# UD 3300 4X4 Cabover



## SD-Dave (Dec 13, 2005)

anyone here using or considering the new UD 3300 4x4 cabover?

real truck 33000 GVW

230 inline 6 cylinder allision trans, air brakes etc

150" wheelbase easy manevering excellent visiblity

sounds pretty good

anybody take the dive yet?

any thougths??

www.UDtrucks.com


----------



## SD-Dave (Dec 13, 2005)

nobody has any thoughts opinions etc. on this truck??? 

I am shocked


----------



## oldmankent (Mar 2, 2001)

Doesn't the site say it has a torsion bar front end?


----------



## Jay brown (Dec 26, 2005)

looks like a fine truck but i don't see how they would be much better plowing a parking lot than a light duty pickup(f 550 or a 3500)


----------



## LoneCowboy (Jan 2, 2007)

I've always thought these LCF (low cab forward) style trucks would make an awesome plow truck, but I haven't seen one.
great visability
amazing turning radius (incredibly short wheelbase's)

real truck innards, not overworked pickup trucks (F450, sterling bullet, etc)

They get amazing mileage too. 

anyone done one?


----------



## plowinli (Dec 18, 2007)

SD-Dave;711867 said:


> anyone here using or considering the new UD 3300 4x4 cabover?
> 
> real truck 33000 GVW
> 
> ...


I would think they would be great for visability but do they offer a front drive axle(all wheel drive)?


----------



## QuadPlower (Jan 4, 2007)

That is my UD-2000. Straight 6 diesel, allison automatic, air brakes.
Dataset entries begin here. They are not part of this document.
PR #4713, opened 2025-05-19
Removes unused feature `target.dependencies` and `ciYaml.getInitialTargets()`.

matanlurey:
Note that `target.properties.dependencies`, something entirely different, is not affected.

Closes https://github.com/flutter/flutter/issues/169103.


app_dart/lib/src/model/proto/internal/scheduler.proto
```diff
@@ -32,7 +32,7 @@ message Target {
     // Unique, human readable identifier.
     optional string name = 1;
     // Names of other targets required to succeed before triggering this target.
-    repeated string dependencies = 2;
```
jtmcdole, line 35: So this was future planning for some "build plan" esque thing? huh

jtmcdole (approved):

PR #4714, opened 2025-05-19
chore: turn on `waitOnContentHash` flag

jtmcdole:
Round 2: roll-forward after a new build that supports this.


matanlurey (approved):

jtmcdole:
I'll squash tomorrow

jtmcdole:
The services we care about picked this up. The older services that are still running are not happy, but we can stop them for now to prevent log pollution. 

image

matanlurey:
reason for revert: Not working as expected.

PR #4715, opened 2025-05-20
Opt out `bin/internal/engine.version` from most presubmits.

matanlurey:
Closes https://github.com/flutter/flutter/issues/169139.


app_dart/lib/src/service/scheduler/files_changed_optimization.dart
```diff
@@ -66,25 +66,33 @@ final class FilesChangedOptimizer {
...
           if (file == 'DEPS' || file.startsWith('engine/')) {
             log.info(
               '$refusePrefix: Engine sources changed.\n${filesChanged.join('\n')}',
             );
             return FilesChangedOptimization.none;
           }
-          if (markdownOnly && p.posix.extension(file) != '.md') {
-            markdownOnly = false;
+          if (noSourceImpact &&
+              p.posix.extension(file) != '.md' &&
```
jtmcdole, line 78: at some point, not today, we'll probably want to refactor this to a chain filter or something.

PR #1285, opened 2022-10-18
Interactive namespace selection

ddebarros:
- Users a more interactive list for selecting a namespace.
- Adds a new SpinningLoader component.

### DIFF
--- a/commands/charm/spinner/spinner.go
+++ b/commands/charm/spinner/spinner.go
@@ -1,0 +1,90 @@
+package spinner
+
+import (
+	"fmt"
+	"os"
+
+	s "github.com/charmbracelet/bubbles/spinner"
+	tea "github.com/charmbracelet/bubbletea"
+)
+
+type SpinningLoader struct {
+	model   s.Model
+	prog    *tea.Program
+	cancel  bool
+	Message string
+}
+
+type Option func(*SpinningLoader)
+
+// New creates a new spinning loader.
+func New(opts ...Option) SpinningLoader {
+	sm := s.New()
+	sm.Spinner = s.Dot
+
+	l := SpinningLoader{
+		model:   sm,
+		Message: "",
+	}
+
+	for _, opt := range opts {
+		opt(&l)
+	}
+	return l
+}
+
+// New creates a new list.
+func (sl *SpinningLoader) Start() error {
+	p := tea.NewProgram((*SpinningLoader)(sl))
+	sl.prog = p
+	p.Start()
+
+	if sl.cancel {
+		os.Exit(1)
+	}
+	return nil
+}
+
+func (sl *SpinningLoader) Stop() {
+	sl.prog.Kill()
+}
+
+// Init implements bubbletea.Model.
+func (sl *SpinningLoader) Init() tea.Cmd {
+	return sl.model.Tick
+}
+
+// Update implements bubbletea.Model.
+func (sl *SpinningLoader) Update(msg tea.Msg) (tea.Model, tea.Cmd) {
+	switch msg := msg.(type) {
+	case tea.KeyMsg:
+		switch keypress := msg.String(); keypress {
+		case tea.KeyCtrlC.String():
+			sl.cancel = true
+			return sl, tea.Quit
+		}
+
+	case s.TickMsg:
+		var cmd tea.Cmd
+		sl.model, cmd = sl.model.Update(msg)
+		return sl, cmd
+	}
+
+	return sl, nil
+}
+
+// View implements bubbletea.Model.
+func (sl *SpinningLoader) View() string {
+	return fmt.Sprintf("%s %s", sl.model.View(), sl.Message)
+}
+
+// Model returns the underlying SpinningLoader.model
+func (sl SpinningLoader) Model() *s.Model {
+	return &sl.model
+}
+
+func WithSpinner(s s.Spinner) Option {
+	return func(sl *SpinningLoader) {
+		sl.model.Spinner = s
+	}
+}
--- a/commands/namespaces.go
+++ b/commands/namespaces.go
@@ -19,7 +19,10 @@ import (
 	"sort"
 	"strings"
 
+	s "github.com/charmbracelet/bubbles/spinner"
 	"github.com/digitalocean/doctl"
+	"github.com/digitalocean/doctl/commands/charm/spinner"
+
 	"github.com/digitalocean/doctl/commands/displayers"
 	"github.com/digitalocean/doctl/do"
 	"github.com/spf13/cobra"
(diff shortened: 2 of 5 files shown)


commands/charm/spinner/spinner.go
```diff
@@ -0,0 +1,95 @@
...
+	l := SpinningLoader{
+		model:   sm,
+		Message: "",
+	}
+
+	for _, opt := range opts {
+		opt(&l)
+	}
+	return l
+}
```
kamaln7, line 34: let's unexport the message field and make it a required argument on New:

```suggestion
type SpinningLoader struct {
	model   s.Model
	prog    *tea.Program
	cancel  bool
	message string
}

type Option func(*SpinningLoader)

// New creates a new spinning loader.
func New(message string, opts ...Option) SpinningLoader {
	sm := s.New()
	sm.Spinner = s.Dot

	l := SpinningLoader{
		model:   sm,
		message: message,
	}

	for _, opt := range opts {
		opt(&l)
	}
	return l
}
```

commands/namespaces.go
```diff
@@ -226,8 +229,15 @@ func getValidRegion(value string) string {
 // get the Namespaces that match a pattern, where the "pattern" has no wildcards but can be a
 // prefix, infix, or suffix match to a namespace ID or label.
 func getMatchingNamespaces(ctx context.Context, ss do.ServerlessService, pattern string) ([]do.OutputNamespace, error) {
+	loader := spinner.New(spinner.WithSpinner(s.Dot))
```
kamaln7, line 232: nit: `s.Dot` is already the default

```suggestion
	loader := spinner.New()
```

kamaln7 (approved):
nice one Davi!

joshuaauerbachwatson (commented):
I haven't reviewed the code in detail but I want to raise a fundamental problem with the change.   I tried it out, and it behaves nicely when I run it in a true terminal window.   However, when I run it in an emacs shell (which is not a full-fledged terminal), or even in emacs `term` (which is more like a real terminal but with some emacs intermediation) the results are confusing.

In emacs shell, when selection from a prompt is required due to multiple namespace matches:  things spew on the window and an informed selection is impossible.   I'm not even going to try to show it here.

In emacs shall, when prompting is not required (an unambiguous namespace hint is provided), the experience is better but the "spinner" messages are annoying and keep the final message from being read easily:

```
ds connect lon
⣽  Loading namespaces ...⣻  Loading namespaces ...⢿  Loading namespaces ...⡿  Loading namespaces ...⣟  Loading namespaces ...⣯  Loading namespaces ...⣷  Loading namespaces ...⣾  Loading namespaces ...⣽  Loading namespaces ...⣻  Loading namespaces ...⢿  Loading namespaces ...Connected to functions namespace '<redacted>' on API host '<redacted>' (label=london)
```

In emacs `term` when a sufficient hint is provided, the result is satisfactory.

In emacs `term` when there is actual prompting, the prompt is impossible to use effectively because the cursor movements don't work as they would on a regular terminal (this might depend on emacs key bindings, not sure).

General points:

- the spinner is IMO unnecessary and less is more there
- the new prompt logic is nice to look at and might be fine in a full function terminal window but what was there before was good enough and by virtue of being minimal was more likely to work in more environments.

I'd be comfortable approving this iff the spinner was dropped and the improved selection experience were somehow guarded by a solid test for being in a real terminal.  When the terminal is not "real", there should be a fallback to the simpler logic.

ddebarros:
> I haven't reviewed the code in detail but I want to raise a fundamental problem with the change. I tried it out, and it behaves nicely when I run it in a true terminal window. However, when I run it in an emacs shell (which is not a full-fledged terminal), or even in emacs `term` (which is more like a real terminal but with some emacs intermediation) the results are confusing.
> 
> In emacs shell, when selection from a prompt is required due to multiple namespace matches: things spew on the window and an informed selection is impossible. I'm not even going to try to show it here.
> 
> In emacs shall, when prompting is not required (an unambiguous namespace hint is provided), the experience is better but the "spinner" messages are annoying and keep the final message from being read easily:
> 
> ```
> ds connect lon
> ⣽  Loading namespaces ...⣻  Loading namespaces ...⢿  Loading namespaces ...⡿  Loading namespaces ...⣟  Loading namespaces ...⣯  Loading namespaces ...⣷  Loading namespaces ...⣾  Loading namespaces ...⣽  Loading namespaces ...⣻  Loading namespaces ...⢿  Loading namespaces ...Connected to functions namespace '<redacted>' on API host '<redacted>' (label=london)
> ```
> 
> In emacs `term` when a sufficient hint is provided, the result is satisfactory.
> 
> In emacs `term` when there is actual prompting, the prompt is impossible to use effectively because the cursor movements don't work as they would on a regular terminal (this might depend on emacs key bindings, not sure).
> 
> General points:
> 
> * the spinner is IMO unnecessary and less is more there
> * the new prompt logic is nice to look at and might be fine in a full function terminal window but what was there before was good enough and by virtue of being minimal was more likely to work in more environments.
> 
> I'd be comfortable approving this iff the spinner was dropped and the improved selection experience were somehow guarded by a solid test for being in a real terminal. When the terminal is not "real", there should be a fallback to the simpler logic.

I updated the `Interactive` to check if in a dumb terminal.

joshuaauerbachwatson (commented):
I tried out the latest version of this in emacs shell.   Result:

```
Error: Namespace is required when running non-interactively
```

This is a regression in terms of UX.   Before the change, I would have gotten the simple plain-text prompt.   I _am_ actually running interactively, albeit in a less than fully functional terminal.    I was assuming that, when a deficient terminal is detected, the behavior would revert to limited plain text interactivity.    This is what commands like `man` do.

I also tried this in `emacs term` (I don't generally use that but others undoubtedly do and it is often given as the solution when people find that things they want to use don't work in `emacs shell`).    The behavior there is unchanged from before the latest change: the behavior is "interactive" but it is difficult and counterintuitive to read the prompts and make a selection due to the way the text is formatted.   IMO the plain text solution would be better there as well.

I don't want to stand in the way of more interactivity in `doctl` (a good thing) and more use of state-of-the-art interaction paradigms, text coloring, etc. _on real terminals_ (a good thing) but I feel our interactivity framework and practices must take into account that there are interactive environments that are not terminals and allow users who use those environments to have an acceptable and non-frustrating experience.

ChiefMateStarbuck:
Thank you for the PR @ddebarros and thank you for the feedback @joshuaauerbachwatson. 

This PR opens up a larger question of how and if Doctl stays up to date with new UI CLI methodologies. At the same time, we cannot allow any breaking changes to Doctl that might increase churn or loss of revenue. Doctl runs on an unknown amount of systems, shells, and environments. With the current priorities of the company and team, we will have to revisit Doctl UI updates.

This is a great starting point @ddebarros and I look to merging this and similar PRs in the future. For today and for the foreseeable future, we will leave this PR open and unmerged.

I love it. 14 mpg and can out haul, out race, and out stop my F-450 that gets 7mpg. I would love to have a 4WD version for plowing.


----------



## Jello1 (Jan 17, 2008)

I think it's an Isuzu version with the shorter cab. But a local landscaper has one with a 10' landscape dump on it, With a full size spreader and a 9' plow. Not sure if it's a 4wd or not. But seen it around for a few years.


----------



## Oshkosh (Sep 11, 2005)

*Wonder what they sticker at?*

I had a Chevy W4/Isuzu with a 12' rack body, a little 4cyl turbo diesel and I have to say it was a great truck.
Found a photo of the 4x4 UD..



SD-Dave;711867 said:


> anyone here using or considering the new UD 3300 4x4 cabover?
> 
> real truck 33000 GVW
> 
> ...


----------



## Loaderpusher (Nov 20, 2008)

We use a GMC cab-over, dont have a plow on it, just a 4 yard salt dogg spreader in the bed. I like salting with it a lot better than the F-450 i was using before. Better vision and turning.


----------



## QuadPlower (Jan 4, 2007)

You can always tell if they are 4x4 or not. They sit so much higher with 4x4.


----------



## Peterbilt (Apr 28, 2007)

I plow with 2 Chevy cabovers 2wds. I would love to have only cab overs for plowing. Love them.

J.


----------



## A Man (Dec 24, 2007)

Peterbilt;740711 said:


> I plow with 2 Chevy cabovers 2wds. I would love to have only cab overs for plowing. Love them.
> 
> J.


Couldn't agee more. We just picked up our first, an 09 GMC 5500HD, 4 1/2 yard salter in the back and a 8'2" boss V with wings on the front. It's going to have a multilift put on in the spring so we will be able to put pins on it, and have a liquid unit as well as the spreader set up for it, best of all they're inexpensive to buy and have a decent payload and great mileage. No repairs to be done yet but I don't think you could ask for a easier truck to work on. Will definatly be getting at least one more next fall!


----------



## augerandblade (Jan 17, 2009)

A Man;740724 said:


> Couldn't agee more. We just picked up our first, an 09 GMC 5500HD, 4 1/2 yard salter in the back and a 8'2" boss V with wings on the front. It's going to have a multilift put on in the spring so we will be able to put pins on it, and have a liquid unit as well as the spreader set up for it, best of all they're inexpensive to buy and have a decent payload and great mileage. No repairs to be done yet but I don't think you could ask for a easier truck to work on. Will definatly be getting at least one more next fall!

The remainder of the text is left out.